The last time we broke up, she jumped the line waiting for a taxi at the club and got in with people she didn’t even know. She rolled down the window when I started pounding on it.

“She doesn’t know what she’s doing,” I cried.

“Buddy, look at her face,” the Lacoste-sweater man said. “You don’t cry this much unless you’ve gotten your heart broken.”

“You’re pathetic,” she yelled, her mascara running like black tears.

I tried to yank the dull yellow door open, but it was locked. At that point, my sadness started to percolate, and I sweated beads of whiskey and salt. The taxi cab sped away.

The next morning, she let herself in to the apartment.

After the beach incident, though, I was sure she wasn’t going to be back, at least not until tonight, so after parking in the underground garage and sitting there for ten minutes with my hands clutching the wheel, I backed out and drove to the West Hollywood basketball courts.

This Saturday was packed with middle-aged men. They wore running shorts and sported headbands in serious colors, gray and black and white.
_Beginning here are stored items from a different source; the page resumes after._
PR #1885, opened 2024-09-27
feat(cargo-shuttle): beta project linking

jonaro00:


cargo-shuttle/src/config.rs
```diff
@@ -249,10 +262,75 @@ impl RequestContext {
...
+                config.id = Some(id_from_args.clone());
+            }
+            // If key exists in config then keep it as it is
+            (None, Some(_)) => {
+                trace!("using .shuttle/config.toml project id");
+            }
+            (None, None) => {
+                trace!("no project id in args or config found");
+            }
+        };
```
oddgrd, line 308: It's a bit confusing that this is name or id, but we expect it to be id.

cargo-shuttle/src/init.rs
```diff
@@ -274,11 +274,11 @@ fn edit_shuttle_toml(path: &Path, set_name: Option<&str>) -> Result<()> {
 }
 
 /// Adds any missing recommended ignore rules to .gitignore or .ignore depending on if git is used.
-fn create_ignore_file(path: &Path, name: &str) -> Result<()> {
+pub fn create_ignore_file(path: &Path, name: &str) -> Result<()> {
```
oddgrd, line 277: Rename to create_or_update_ignore_file?

oddgrd (approved):

cargo-shuttle/src/config.rs
jonaro00: If a name is given, it is translated to its id on the go in `load_project`

PR #1907, opened 2024-10-21
feat: dump db endpoint, fixes

jonaro00:
## Description of change

- Add dump endpoint in provisioner that uses pg_dump
- Add dump endpoint in deployer that calls it
- Add cli command that calls it
- cli will uppercase proj ids
- AccountTier::Employee 
- minor fixes

Dumped on local stack


provisioner/src/lib.rs
```diff
@@ -565,6 +573,31 @@ impl Provisioner for ShuttleProvisioner {
...
+        let claim = request.get_claim()?;
+        let request = request.into_inner();
+        if !ProjectName::is_valid(&request.project_name) {
+            return Err(Status::invalid_argument("invalid project name"));
+        }
+        self.verify_ownership(&claim, &request.project_name).await?;
+
+        let database_name = format!("db-{}", request.project_name);
+        let output = tokio::process::Command::new("pg_dump")
+            .arg(format!("{}{}", self.shared_pg_uri_stripped, database_name))
```
oddgrd, line 591: Why do we first strip the database name, then add it back here?

oddgrd (approved):
Cool, thanks!

provisioner/src/lib.rs
jonaro00: The incoming name from url is 'postgres', but here we need to change it to the name of the db to dump.

PR #1922, opened 2024-11-25
fix: admin and cli fixes

jonaro00:


admin/src/args.rs
```diff
@@ -60,6 +57,13 @@ pub enum Command {
     },
 
     RenewCerts,
+
+    Gc {
+        days: u32,
+    },
+    GcShuttlings {
+        minutes: u32,
+    },
```
oddgrd, line 66: We should have some comments for these

cargo-shuttle/src/lib.rs
```diff
@@ -868,23 +868,20 @@ impl Shuttle {
...
                         }
+                        Err(e) => {
+                            trace!(error = %e, "did not find project by name");
+                            if create_missing_beta_project {
+                                trace!("creating project since it was not found");
+                                let proj = client.create_project_beta(name).await?;
+                                eprintln!("Created project '{}' with id {}", proj.name, proj.id);
+                                self.ctx.set_project_id(proj.id);
+                            }
+                        }
```
oddgrd, line 884: We're reverting this, right?

PR #562, opened 2016-12-10
test/run: shellcheck fixes

blueyed:


junegunn:
Thanks, how about if we just `set -eu`? So that things like `|| exit` are not needed.

blueyed:
Amended.

test/run
```diff
@@ -39,13 +43,13 @@ clone_repos() (
 )
 
 make_dirs() (
-  rm -rf "$PLUG_FIXTURES/$1"
+  rm -rf "${PLUG_FIXTURES:?}/$1"
```
junegunn: I believe this is also covered by `set -u`.

junegunn:
Sorry about the delay. Thanks!

PR #566, opened 2016-12-13
Neovim: use "dict" when referring to "self"

mhinz:
Recent Neovim added a huge PR that made its Partial support on par with Vim's.

Unexpected side-effect: Neovim was less strict than Vim about the lack of `dict` if the function referred to `self`.

Please see: https://github.com/neovim/neovim/issues/5763

### DIFF
--- a/plug.vim
+++ b/plug.vim
@@ -1153,7 +1153,7 @@ function! s:job_cb(fn, job, ch, data)
   call call(a:fn, [a:job, a:data])
 endfunction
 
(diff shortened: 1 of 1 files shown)


junegunn:
Thanks, I'll merge when the tests pass. By the way, is https://github.com/junegunn/fzf/issues/765 related?

mhinz:
> By the way, is junegunn/fzf#765 related?

Argh, yes, same problem.

PR #590, opened 2017-02-08
Introduce new command PlugOpen to browse the directory of a plugin.

alexanderjeurissen:
One of the great features of Bundler (a package manager in Ruby) is the `bundle open` command which allows me to quickly view the source of a gem.

The behaviour is quite neat after executing `bundle open` vim opens in NetRw explore mode with the gem directory is `cd`.

I wished to have similar functionality in vim where I could invoke `PlugOpen Fzf.vim` for example to open a netrw split that browses the plug directory of that plugin.

This PR does just that, it adds a new command `PlugOpen` which has autocomplete for all installed and managed Plugs, the user can supply a bang (!) to change the split behaviour from horizontal to vertical.

If you want I can add a screenrecording showing the command in action.

### DIFF
--- a/plug.vim
+++ b/plug.vim
@@ -138,6 +138,7 @@ function! s:define_commands()
   endif
   command! -nargs=* -bar -bang -complete=customlist,s:names PlugInstall call s:install(<bang>0, [<f-args>])
   command! -nargs=* -bar -bang -complete=customlist,s:names PlugUpdate  call s:update(<bang>0, [<f-args>])
+  command! -nargs=* -bar -bang -complete=customlist,s:names PlugOpen    call s:open(<bang>'',<f-args>)
   command! -nargs=0 -bar -bang PlugClean call s:clean(<bang>0)
   command! -nargs=0 -bar PlugUpgrade if s:upgrade() | execute 'source' s:esc(s:me) | endif
   command! -nargs=0 -bar PlugStatus  call s:status()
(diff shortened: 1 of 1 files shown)


junegunn:
Hi, thanks for the suggestion.

vim-plug labels itself as a "minimalist vim plugin manager" and to keep it simple and small, we encourage users to extend vim-plug using the public `g:plugs` variable instead of adding more commands and functions. Examples can be found in https://github.com/junegunn/vim-plug/wiki/extra

Likewise, the suggested feature can be implemented externally without touching the core.

```vim
function! s:complete_plug(...)
  return sort(filter(keys(g:plugs), '!stridx(v:val, a:1)'))
endfunction

command! -nargs=1 -bang -complete=customlist,s:complete_plug PlugOpen
  \ execute <bang>0 ? 'vsplit' : 'split' g:plugs[<q-args>].dir
```

And I suggest that you use the above snippet instead.

Adding a new command is not trivial. We have to add proper [test cases for it](https://github.com/junegunn/vim-plug/tree/master/test) and update documentation to explain the new feature. And usually we have to add a few configuration variables as well to meet different requirements – for example in this case, what if one wants to open it in a new tab, or in an external program like ranger, or in [a new terminal window](https://github.com/justinmk/vim-gtfo)? – which means we need even more test cases and more documentation. And still, it is not as flexible as defining a custom command using `g:plugs` as shown above.

PR #608, opened 2017-03-10
Fix crlf in clones under cygwin (#497)

christianrondeau:
This pull request is actually very similar to #497, but since it seems to have been abandoned, here you go.

I have tested under cygwin, and it works :)

In a nutshell:

1. Under Windows and Linux, there's no problem; `core.autocrlf` takes care of everything.
2. Under Cygwin, the Windows version of vim will *not* work and it will complain about `^M` everywhere.
3. I cannot configure `git` globally under cygwin, because I *want* my Windows files to be `crlf`, even though I am working in Cygwin

The solution is to have the vim plugins clone with `lf` under cygwin.

I can now SSH on my windows machine and work :)

### DIFF
--- a/plug.vim
+++ b/plug.vim
@@ -986,6 +986,10 @@ function! s:update_impl(pull, force, args) abort
   let s:clone_opt = get(g:, 'plug_shallow', 1) ?
         \ '--depth 1' . (s:git_version_requirement(1, 7, 10) ? ' --no-single-branch' : '') : ''
 
+  if has('win32unix')
+    let s:clone_opt .= ' -c core.eol=lf -c core.autocrlf=input'
+  endif
+
   " Python version requirement (>= 2.7)
   if python && !has('python3') && !ruby && !use_job && s:update.threads > 1
     redir => pyv


plug.vim
```diff
@@ -986,6 +986,10 @@ function! s:update_impl(pull, force, args) abort
   let s:clone_opt = get(g:, 'plug_shallow', 1) ?
         \ '--depth 1' . (s:git_version_requirement(1, 7, 10) ? ' --no-single-branch' : '') : ''
 
+  if(has('win32unix'))
```
junegunn: We don't use parentheses when they're not necessary. Can you remove the outer parentheses?

christianrondeau: Absolutely :)

christianrondeau:
Changed as requested and squashed!

plug.vim
```diff
@@ -986,6 +986,10 @@ function! s:update_impl(pull, force, args) abort
   let s:clone_opt = get(g:, 'plug_shallow', 1) ?
         \ '--depth 1' . (s:git_version_requirement(1, 7, 10) ? ' --no-single-branch' : '') : ''
 
+  if has('win32unix')
+    let s:clone_opt .= ' -c core.eol=lf -c core.autocrlf=input'
```
junegunn: Thanks for the update. But I'm wondering, do we need both options?

christianrondeau: Yes, I also thought that only `core.eol=lf` would suffice, but `core.autocrlf` actually overrides `core.eol`... and under Cygwin with `core.autocrlf=auto`, `crlf` is used by default. If you're curious, I can dig up the conversations on that topic I have found while doing that PR.

junegunn: I see, thanks for the clarification. I'll just go ahead and merge the patch. And yes, it would be nice if you could post a link to the conversation for future reference.

junegunn:
Merged, thanks!

christianrondeau:
https://git-scm.com/docs/gitattributes and https://git-scm.com/book/en/v2/Customizing-Git-Git-Configuration explain it:

* `Note that core.autocrlf overrides core.eol`
* `If you’re on a Linux or Mac system that uses LF line endings, then you don’t want Git to automatically convert them when you check out files; however, if a file with CRLF endings accidentally gets introduced, then you may want Git to fix it. You can tell Git to convert CRLF to LF on commit but not the other way around by setting core.autocrlf to input`
* `eol: This attribute sets a specific line-ending style to be used in the working directory. It enables end-of-line conversion without any content checks, effectively setting the text attribute. [...] Set to string value "lf: This setting forces Git to normalize line endings to LF on checkin and prevents conversion to CRLF when the file is checked out.`

But this does not make it obvious however what settings you should use on Cygwin, because it is Windows, but uses LF.

Here are a few StackOverflow references with that same conclusion:

* http://stackoverflow.com/a/9977954/154480
* http://stackoverflow.com/a/13154031/154480
* http://stackoverflow.com/a/33424884/154480

And the last but not the least... it works in my Cygwin environment :)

I slipped on my lime-green shoes. Doug was playing, laced up in his yellows. He was posting up one of the 40-somethings.

I stood on the sidelines until their game was over.

“Aren’t you supposed to be with Sarah all day?” he asked, slapping me on the back. His shirt was soaked down the front, a V-shape of masculinity down his collar. His hair was slippery, mahogany, held erect by a yellow headband that spelled out LIVESTRONG.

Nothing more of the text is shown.